Amadeus, un lago de otro mundo

Hoy viajamos a otro mundo sin salir de nuestro planeta. Porque un paisaje como el del Lago Amadeus, en Australia, es digno de una película de ciencia ficción, el escenario de una aventura lejos de la Tierra.

Este incólito lugar se halla en la esquina suroeste del Territorio del Norte de la isla-continente, a unos 50 km al norte del Monte Uluru o Ayers Rock, el ombligo de Australia, otro monumento natural que asombra y sobrecoge. No cabe duda que estamos en una tierra mágica donde se dan grandes prodigios.

Amadeus Lake, y su hermano pequeño, Neale Lake, están cubiertos de sedimentos depositados desde las montañas cercanas  hace más de 500 millones de años. Debido a la aridez de estas tierras, estos lagos se inundan sólo durante los períodos de fuertes lluvias. El resto del año el lago Amadeus permanece seco y recubierto por una gruesa costra de sal blanca y brillante.

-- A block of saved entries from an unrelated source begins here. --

PR #493, opened 2019-06-19
[166802401] rubocop update

JoeCohen:
Delivers [Pivotal #166802401](https://www.pivotaltracker.com/story/show/166802401)
- Updates RuboCop (Adds new extensions split from main gem; Updates RuboCop configuration)
- Updates CodeClimate configuration to use highest available RuboCop channel

There is no manual test script, though I suppose one could simply RuboCop any file.
Note: when running RuboCop, one should no longer use the `-R/--rails` option.

### DIFF
--- a/.codeclimate.yml
+++ b/.codeclimate.yml
@@ -118,8 +118,9 @@ plugins:
   rubocop:
     enabled: true
     # Specify RuboCop version so that we're not stuck with Code Climate's
-    # default, which can be different than what's in Gemfile.lock.
-    channel: rubocop-0-66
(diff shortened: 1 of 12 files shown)


JoeCohen:
Will fix the Codeclimate issues. They all offend the [Naming/RescuedExceptionsVariableName](https://rubocop.readthedocs.io/en/latest/cops_naming/#namingrescuedexceptionsvariablename) cop.
It's a new cop on the block, which we are encountering because this PR bumps (by 4) the RuboCop version  used by Codeclimate. Mildly annoying to have a new cop added, but easy to fix (especially as it's supposed to support autocorrection.)

PR #494, opened 2019-07-03
166590668 query coercion

JoeCohen:
Delivers [Pivotal #166590668](https://www.pivotaltracker.com/story/show/166590668) (That Story is creating quite a logjam, currently blocking 6 other stories, some of which have been partially coded.)
 
This PR is built on top of (and incorporates) @pellaea's PR #491, whi:
- Improves the names and transparency of the `initialize_model_do_xxx` methods.
- Fixes `xxx_with_observations_xxx` to accept all standard filter parameters defined in observation_base, thereby allowing any customized Observation search to be coerced into Image, Location, or Name queries.

Added in this PR:
- Add missing tests so that all relevant flavors of `xxx_with_observations_xxx` are tested.
- Changed order of assertions in the test methods. (This made it easier for me to keep track of things.)
- A couple of bug fixes.
- Removed `herbarium_record` parameter for `xxx_with_observations_xxx` searches. See https://www.pivotaltracker.com/story/show/166818177

**Manual Test Script**
- pattern Search for Observations, using Pattern: `synonym_of:"Boletus edulis"`
- on resulting Observation Index page, click "Show Locations"
Result: Lists Locations, does not throw Error (which master currently does).

PR #496, opened 2019-07-04
Change default Pattern Search for Names and Observations

JoeCohen:
Delivers [Pivotal #164957447](https://www.pivotaltracker.com/story/show/164957447)
**This is a draft PR because it cannot be merged until #494 is merged**. (Test suite will not pass until it's merged.)

Manual tests
- Pattern Search for Names, pattern "Hydnum neorepandum".
Result should include _H. neorepandum_, _H. washingtonianum_, and exclude _H._ subgenus _Hydnum_ and _H._ sect. _Hydnum_ 
- Pattern Search for Observations, pattern "Boletus edulis".
Result should include Observations only of _B. edulis_, and exclude _Caloboletus inedulis_, _Boletus austroedulis_, _Amanita muscaria_ subsp. _flavivolvata_, etc.

Note: The new default Observation pattern search does not return Observations of subtaxa of the pattern. It ideally would, but that would require a new Query parameter. IMO, this PR is an improvement over master, so it should be merged when ready, and perfected later.

### DIFF
--- a/app/controllers/observer_controller/search_controller.rb
+++ b/app/controllers/observer_controller/search_controller.rb
@@ -79,13 +79,17 @@ class ObserverController
 
   ##### Advanced Search #####
 
+  ADVANCED_SEARCH_CONDITIONS = [
+    :content, :location, :name, :user
+  ].freeze
+
   # Advanced search form.  When it posts it just redirects to one of several
   # "foreign" search actions:
   #   image/advanced_search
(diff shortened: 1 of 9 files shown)


JoeCohen:
Closing this PR because its approach is obsolete. See https://www.pivotaltracker.com/story/show/164957447/comments/204469528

Pero aún así el paisaje es cualquier cosa menos monótono. Esta capa salina está salpicada por decenas de pequeñas islas de arena roja que sobresalen apenas unos centímetros por encima de la superficie del lago. Algunas plantas han echado raíces en estas islas de arena, formas de vida muy resistentes y capaces de soportar la sal, el calor y la sed.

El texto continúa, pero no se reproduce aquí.